WHAT THE EXERCISE ASKS - Your response should be the lines from the one holding "total miss by" to the last line of the data below, copied exactly and with no additions.

STORED DATA -
● ● ●

PR #30, opened 2024-07-11
RSDK-7888 attach NetAppender earlier

abe-winter:
## What changed
- create net appender immediately after LoadConfig, rather than waiting for successful `dial()`. Do NetAppender.SetConn in dial
- in Manager, use a `logging.CloudConfig` struct instead of the three floating vars. This gives me a clean way to test if config has been loaded when creating the netappender
## Why
The NetAppender needs to start as early as possible or else we lose some logs at the beginning.
## Manual testing
I ran this on my laptop + checked that the RDK log page contains:
- viam-agent logs
- subsystem logs (agent-provisioning, agent-syscfg)
- non-duplicated RDK logs (i.e. agent isn't duping rdk's logger)
- unstructured error output
## Follow-ups
- Currently AddAppender is happening after `Manager.LoadConfig`. Add a `NetAppender.SetConfig` method so this can happen at the very top of main + we can capture all logs (especially provisioning).
- Or ... invest in a fully durable logging approach that can survive restart offline etc


manager.go
```diff
@@ -39,12 +39,10 @@ type Manager struct {
...
 	conn        rpc.ClientConn
 	client      pb.AgentDeviceServiceClient
-	partID      string
-	cloudAddr   string
-	cloudSecret string
+	cloudConfig *logging.CloudConfig
 
 	logger      logging.Logger
-	netAppender *logging.NetAppender
+	NetAppender *logging.NetAppender
```
Otterverse, line 45: I'm a bit lost here... First, why make this public? Second, I can't find where this is set now, since you removed the "attachNetAppender()" function.

manager.go
```diff
@@ -89,38 +87,20 @@ func (m *Manager) LoadConfig(cfgPath string) error {
...
-		},
-		m.conn,
-	)
-	if err != nil {
-		return err
+func (m *Manager) CreateNetAppender() (*logging.NetAppender, error) {
+	if m.cloudConfig == nil {
+		return nil, errors.New("can't create NetAppender before config has been loaded")
 	}
-	m.netAppender = netAppender
```
Otterverse, line 121: Don't you still need this line? Without it, I can't find how/where m.NetAppender is ever actually set.

Otterverse (changes requested):
I think there's a bug, as nothing is ever actually setting m.NetAppender. Details inline.

abe-winter:
total miss by me -- ran something mid-change, tested against the wrong binary, and when I saw correct behavior, assumed I was good. fixed in 1264bdd

Otterverse (approved):
LGTM! As discussed, I'll do some version bumps when RDK releases next week and then publish the actual agent release after that.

● ● ●

SOLUTION TO THIS PROBLEM -
total miss by me -- ran something mid-change, tested against the wrong binary, and when I saw correct behavior, assumed I was good. fixed in 1264bdd

Otterverse (approved):
LGTM! As discussed, I'll do some version bumps when RDK releases next week and then publish the actual agent release after that.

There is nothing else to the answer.